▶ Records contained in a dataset

PR #3281, opened 2025-01-21
Ignore empty or invalid IP in Endpoint Set*IP

tpantelis:


pkg/apis/submariner.io/v1/endpoint.go
```diff
@@ -120,6 +120,9 @@ func getIPFrom(family k8snet.IPFamily, ips []string, ipv4Fallback string) string
 
 func setIP(ips []string, ipv4Fallback, newIP string) ([]string, string) {
 	family := k8snet.IPFamilyOfString(newIP)
+	if family == k8snet.IPFamilyUnknown {
```
skitt, line 131: Wouldn’t it be better to return an error?

tpantelis: Perhaps for an invalid IP but then every caller has to check the error even though it's likely not possible for it to pass an invalid IP.

Handling an empty IP without failing avoids more generic client code from having to first verify non-empty. Eg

▶ Task to complete
All of the entries need to be given again, word for word.

▶ Finished exercise
PR #3281, opened 2025-01-21
Ignore empty or invalid IP in Endpoint Set*IP

tpantelis:


pkg/apis/submariner.io/v1/endpoint.go
```diff
@@ -120,6 +120,9 @@ func getIPFrom(family k8snet.IPFamily, ips []string, ipv4Fallback string) string
 
 func setIP(ips []string, ipv4Fallback, newIP string) ([]string, string) {
 	family := k8snet.IPFamilyOfString(newIP)
+	if family == k8snet.IPFamilyUnknown {
```
skitt, line 131: Wouldn’t it be better to return an error?

tpantelis: Perhaps for an invalid IP but then every caller has to check the error even though it's likely not possible for it to pass an invalid IP.

Handling an empty IP without failing avoids more generic client code from having to first verify non-empty. Eg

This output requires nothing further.